On the go: The majority of people impacted by the rise in the normal minimum pension age are unaware it is happening, the Pensions Management Institute has warned.

According to research from the PMI, published on December 29, which surveyed 2,000 individuals, 82 per cent of working people in their forties were not aware of the upcoming rise in the NMPA, which is set to increase from 55 to 57 in April 2028.

The PMI said this change will directly affect the retirement options for those currently in their mid to late forties.

The increase in the NMPA has been criticised across the industry as it will not apply evenly to everyone and will add extra complexity to the pensions landscape.

For those earning benefits in a public service pension scheme, and those who are members of certain private sector arrangements offering protected pension ages, the NMPA will continue to be 55. But for others it will rise to age 57.

Just over a third of those polled (35 per cent) considered this difference to be unfair.

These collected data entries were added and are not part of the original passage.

PR #124, opened 2021-02-15
🐛 FIX: cli.parse: return 0 for non-error

hukkinj1:
Based on @westurner's https://github.com/executablebooks/markdown-it-py/pull/55 with two changes:

- Fix CI
- Fix error code when running `python markdown_it/cli/parse.py`


westurner:
Thanks!

Issue #121, opened 2021-01-20
Add an abstract renderer class


chrisjsewell:
Mainly to aid in typing

PR #126, opened 2021-02-22
👌 IMPROVE: Add `RendererProtocol` typing

hukkinj1:
Closes https://github.com/executablebooks/markdown-it-py/issues/121


chrisjsewell (changes requested):

markdown_it/renderer.py
```diff
@@ -6,14 +6,34 @@ class Renderer
...
+)
 
 from .common.utils import unescapeAll, escapeHtml
 from .token import Token
 from .utils import OptionsDict
 
+if sys.version_info < (3, 8):
+    from typing_extensions import Protocol
+else:
+    from typing import Protocol
```
chrisjsewell, line 24:
```suggestion
try:
	from typing import Protocol
except ImportError:
    from typing_extensions import Protocol    
```

I've literally just has an issue where `sys.version_info` was not reliable

chrisjsewell (changes requested):

markdown_it/renderer.py
hukkinj1: Changed. Please let me know what the issue was. I'm very interested.

markdown_it/renderer.py
```diff
@@ -6,14 +6,33 @@ class Renderer
...
+    from typing_extensions import Protocol  # type: ignore[misc]
 
-class RendererHTML:
+
+class RendererProtocol(Protocol):
+    __output__: ClassVar[str]
+
+    def render(
+        self, tokens: Sequence[Token], options: OptionsDict, env: MutableMapping
+    ) -> str:
```
chrisjsewell, line 31:
```suggestion
    ) -> Any:
```

for example `DocutilsRenderer.render` returns a `docutils.nodes.document`
(the `MarkdownIt.render` method also already returns `Any`)

markdown_it/renderer.py
chrisjsewell: It actually turned out to be an issue with importing of `importlib_metadata` instead of `importlib-metadata` in a Conda environment 😒 (see https://github.com/python/importlib_metadata/issues/308 and executablebooks/MyST-NB#321), which actually illustrates my "worry" in https://github.com/executablebooks/markdown-it-py/pull/154#issuecomment-811740183

But anyhow, I think this approach is still slightly "safer"

markdown_it/renderer.py
hukkinj1: :+1: committed

chrisjsewell: guess you need to also import Any

markdown_it/renderer.py
```diff
@@ -6,14 +6,33 @@ class Renderer
 rules if you create plugin and adds new token types.
 """
 import inspect
-from typing import MutableMapping, Optional, Sequence
+from typing import (
+    ClassVar,
```
chrisjsewell, line 10:
```suggestion
    Any,
    ClassVar,
```

markdown_it/renderer.py
hukkinj1: Ah, so conda not doing the name normalization if I understand correctly? Good to know, thanks! I don't use Conda so no need to change any of my personal projects :+1:

chrisjsewell: yeh seems to be the case 😬

chrisjsewell: despite that it is generally very good; particularly in resolving dependencies and/or if you are using non-python dependencies

chrisjsewell:
ok thats it; v1 is getting released (after doing another beta test). You can propose other changes, but I will probably ignore you 😜

hukkinj1:
The only thing I think would still be great is the [`AttrDict` / `entities` PR](https://github.com/executablebooks/markdown-it-py/pull/153) and [changing `entities` import path](https://github.com/executablebooks/markdown-it-py/pull/153#issuecomment-811047566) for consistency with upstream (and removal of stutter).

These are breaking changes so will not be fun doing after v1.

Although breaking, these aren't that major changes so feel free to ignore :smile:

chrisjsewell:
> These are breaking changes so will not be fun doing after v1.

Well I've already been enforcing deprecation path ways for breaking changes since 0.6 (like plugin removal), so I'd still have looked to do that even if it was not v1.

and yeh its just such a minimally used thing to let it hold up the release

PR #129, opened 2021-02-25
✨ NEW: Add SyntaxTreeNode

hukkinj1:
Context: read the thread here https://github.com/executablebooks/mdformat/pull/132#discussion_r582360434

### DIFF
--- a/markdown_it/tree.py
+++ b/markdown_it/tree.py
@@ -12,7 +12,8 @@ class SyntaxTreeNode:
     """A Markdown syntax tree node.
 
     A class that can be used to construct a tree representation of a linear
-    `markdown-it-py` token stream.
+    `markdown-it-py` token stream. Use `SyntaxTreeNode.from_tokens` to
+    initialize instead of the `__init__` method.
 
     Each node in the tree represents either:
       - root of the Markdown document
@@ -45,11 +46,17 @@ class SyntaxTreeNode:
 
     @staticmethod
     def from_tokens(tokens: Sequence[Token]) -> "SyntaxTreeNode":
+        """Instantiate a `SyntaxTreeNode` from a token stream.
+
+        This is the standard method for instantiating `SyntaxTreeNode`.
+        """
         root = SyntaxTreeNode()
         root._set_children_from_tokens(tokens)
         return root
 
     def to_tokens(self) -> List[Token]:
+        """Recover the linear token stream."""
+
         def recursive_collect_tokens(
             node: "SyntaxTreeNode", token_list: List[Token]
         ) -> None:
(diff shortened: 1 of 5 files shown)


chrisjsewell:
Thanks firstly can you move this to a separate file: tree.py and also note in the module that this is not part of upstream markdown-it
Then also add a deprecation warning inside nest_tokens

hukkinj1:
@chrisjsewell :+1: done

chrisjsewell:
thanks, next can you add docstrings for all the methods and were we going to have `is_nested` and `is_root` properties?

markdown_it/tree.py
```diff
@@ -0,0 +1,211 @@
...
+This module is not part of upstream JavaScript markdown-it.
+"""
+from typing import NamedTuple, Sequence, Tuple, Dict, List, Optional, Any
+
+from .token import Token
+from .utils import _removesuffix
+
+
+class SyntaxTreeNode:
+    """A Markdown syntax tree node.
```
chrisjsewell, line 12: perhaps also add a note here, that it should be initialised by `SyntaxTreeNode.from_tokens`

hukkinj1:
> thanks, next can you add docstrings for all the methods

Sure thing.

> and were we going to have is_nested and is_root properties?

What do you think? I realized I don't have much need for these.

`is_root` basically equals `not self.parent` and that can be useful when traversing towards root and checking if you're already there. But in that context `not self.parent` feels more intuitive, because if you're not there yet, what you do next is `self.parent.parent`...

`is_nested` I never need in mdformat. That would be equal to `bool(self.nester_tokens)` which isn't overly onerous to do. And if the use case for `is_nested` is checking before accesing `self.nester_tokens` then `bool(self.nester_tokens)` could be more intuitive?

So basically just didn't add these because they weren't useful to me, but have no problem with adding them.

chrisjsewell:
yeh I think at least add the `is_nested`

hukkinj1:
We could enforce `__init__` privateness (in favor of `from_tokens`) by something like adding a private mandatory kwarg:

```python
def __init__(self, __internal_call=False):
    if not __internal_call:
        raise Exception("this is private API")
```

just an idea, not sure if a good one :smile:

chrisjsewell:
> just an idea, not sure if a good one

yeh not necessarily a bad idea lol, but probably overkill

hukkinj1:
Added docstrings and `is_nested`. Didn't add docstrings for the `@property`ies that are just a passthrough from a `Token`. Do you think we need? There is a comment that kind of explains them as a whole.

chrisjsewell:
> dn't add docstrings for the @propertyies that are just a passthrough from a Token. Do you think we need? 

I would say yes (basically copied from the comments in `Token`), because they are helpful when e.g. working in editors like VS Code where you get the description when you hover over them

hukkinj1:
Yep, makes sense. Copied those from `Token` class.

chrisjsewell:
lastly, can you add a few extra bits to the test module, to increase the test coverage

hukkinj1:
Added. Tell me if you think there's something else in particular that you want tested.

chrisjsewell:
nah thats great cheers

PR #130, opened 2021-02-25
👌 IMPROVE: Make `SyntaxTreeNode` subclassable

hukkinj1:
Realized I can not subclass and add methods to the tree class, because it always instantiates the base class. This fixes it


chrisjsewell:
👍

PR #131, opened 2021-02-26
👌 IMPROVE: Make SyntaxTreeNode type annotations work when subclassing

hukkinj1:
~~This PR makes `SyntaxTreeNode.children` and `SyntaxTreeNode.parent` read-only properties, as it seems that's by far the least complicated way of making type annotations work expectedly when extending the class. Those properties shouldn't be rewritten anyways so I guess this is not a bad thing~~
Edit: This PR simply makes `SyntaxTreeNode.children` and `SyntaxTreeNode.parent` `@property`s so that they can be type annotated in a way where the getter return type `TypeVar` is automatically bound to type of `self`.


hukkinj1:
@chrisjsewell would be great if we could sort this out before the next release. Making the two attributes is a breaking change, but if this is dealt with before the next release, then it will never be release breaking change.

There's two commits in this PR. The first commit is an alternative self-contained working solution, and doesn't require making the attributes read-only. It however makes the class a `Generic` that you'd always have to subclass like
```python
class MyTree(SyntaxTreeNodeBase["MyTree"]):
    pass
```
or alternatively always annotate or instantiate like
```python
tree = MyTree["MyTree"]()
```
At least I couldn't find any way to to make the type checker automatically bind the `TypeVar` to the subclass type so that this wouldn't be needed.

Soo, that's very awkward so I think I much prefer the state after the second commit.

hukkinj1:
If you're wondering why this has to be so complicated in the first place, haha, it's because many interfaces (method input or outputs, public class attrs) in this class reference the type of `self`, and that type changes when subclassing. This isn't too common so that's why type annotations are not always so hard.

markdown_it/tree.py
```diff
@@ -2,12 +2,30 @@
...
 from .token import Token
 from .utils import _removesuffix
 
 
+class _NesterTokens(NamedTuple):
+    opening: Token
+    closing: Token
+
+
+_T = TypeVar("_T", bound="SyntaxTreeNode")
```
chrisjsewell, line 26: why `_T`? it would be better from a readability perspective to use something like `NodeType`

markdown_it/tree.py
```diff
@@ -35,17 +49,17 @@ def __init__(self) -> None:
...
+        self.nester_tokens: Optional[_NesterTokens] = None
 
         # Root node does not have self.parent
-        self.parent: Optional["SyntaxTreeNode"] = None
+        self.parent = None
 
         # Empty list unless a non-empty container, or unnested token that has
         # children (i.e. inline or img)
-        self.children: List["SyntaxTreeNode"] = []
+        self.children = []
```
chrisjsewell, line 59: should this not be `self._children`?

markdown_it/tree.py
```diff
@@ -35,17 +49,17 @@ def __init__(self) -> None:
         self.token: Optional[Token] = None
 
         # Only containers have nester tokens
-        self.nester_tokens: Optional[SyntaxTreeNode._NesterTokens] = None
+        self.nester_tokens: Optional[_NesterTokens] = None
 
         # Root node does not have self.parent
-        self.parent: Optional["SyntaxTreeNode"] = None
+        self.parent = None
```
chrisjsewell, line 55: should this not be `self._parent`

markdown_it/tree.py
```diff
@@ -35,17 +49,17 @@ def __init__(self) -> None:
...
 
         # Empty list unless a non-empty container, or unnested token that has
         # children (i.e. inline or img)
-        self.children: List["SyntaxTreeNode"] = []
+        self.children = []
 
     @classmethod
-    def from_tokens(cls, tokens: Sequence[Token]) -> "SyntaxTreeNode":
+    def from_tokens(cls: Type[_T], tokens: Sequence[Token]) -> _T:
```
chrisjsewell, line 62: do `cls` and `self` really need to be annotated?

chrisjsewell (changes requested):

markdown_it/tree.py
hukkinj1: It seems like its a convention to name `TypeVar`s as `T` (or if private, `_T`). I think this is because its short, and because the same `TypeVar` could be reused in various contexts having a different meaning in each. Here setting the `bound` sort of limits any reasonable reusability though.

That being said, I don't oppose renaming at all if you think thats better :smile:

markdown_it/tree.py
hukkinj1: There really is no difference, but I think using the public API is less brittle in case someone ever changes the `@property` setter

markdown_it/tree.py
hukkinj1: same as self._children :smile:

markdown_it/tree.py
chrisjsewell: yes I think so thanks

markdown_it/tree.py
chrisjsewell: I think all internal variables should be set in `__init__`. TBH I'm suprised flake8 does not fail this, pylint definitely does

markdown_it/tree.py
hukkinj1: Yep, the type checker binds a meaning to `_T` based on context. Here it gets the context from `cls` (it knows its type) so it deduces that the return type is the same as that.

E.g. if you call `node = MyTreeNode.from_tokens()`, the type checker then knows that `node` is `MyTreeNode` and if the type is something different (another subclass) the type checker binds the `TypeVar` to that.

chrisjsewell: ok cheers

hukkinj1: To clarify, if you dont annnotate `cls`, the type checker doesn't have any context useful to binding the `TypeVar` so the return type will be `Any`.

markdown_it/tree.py
hukkinj1: The internal vars are set in init, but via the @property, flake8 understands this.

markdown_it/tree.py
hukkinj1: changed to `_NodeType`

markdown_it/tree.py
hukkinj1: Reluctantly made this change :smile:

hukkinj1:
@chrisjsewell I added the necessary `@overload`s to type annotate `__getitem__` properly in https://github.com/executablebooks/markdown-it-py/pull/131/commits/c0b698af9318ccc8c8c4f3b91a1f5a0a2d4739a4

chrisjsewell (approved):

PR #132, opened 2021-02-28
👌 IMPROVE: Use regular __init__ to create SyntaxTreeNodes

hukkinj1:
Based on https://github.com/executablebooks/markdown-it-py/pull/131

After being made aware of the change, 38 per cent expected to be impacted but a further 25 per cent did not know if the change would affect them. 

PMI president Lesley Alexander said: “It is vital that the general public understands clearly what their retirement choices are. 

“With the pensions dashboards due to arrive in 2023 — giving people the chance to review all their pension savings in a single place — it will only cause confusion when people learn that they will become eligible to draw benefits at different ages.

“The need for a new communication programme to explain this to the public has become urgent.”

A government spokesperson said: “We announced the change in the NMPA to 57 in 2014, 14 years in advance of the change to give people time to make financial plans.

“We are revolutionising how consumers keep track of their pension information by introducing pensions dashboards — a single online place for people to access via their digital device at any time, putting the saver more in control and transforming how they think and plan for their retirement.”

The PMI also found that only 4 per cent of those polled knew the current NMPA and just 14 per cent had spoken to an adviser about planning for retirement.

The government had originally given people until April 2023 to either join or transfer into a scheme that could offer a protected pension age.

But in November it U-turned and closed this window without prior notice. The last accepted applications for transfer had to be made before midnight on November 3. 

The pensions industry has warned about complexities brought about by the age change, especially where people in a scheme with a protected pension age decide to transfer and end up in a scheme with two different NMPAs.

Quilter has written to MPs to ask them to amend the finance bill to avoid “decades of complexity” and to table an amendment to ensure that individual transfers are treated in the same way as block transfers.

Currently, if an individual with a protected pension age transfers through a block transfer they will get the protection at scheme level, meaning any new money paid into the scheme will also enjoy a lower pension age.

However, if they transfer on an individual basis, only the transferred amount will receive the protection, anything else will be accessible from age 57.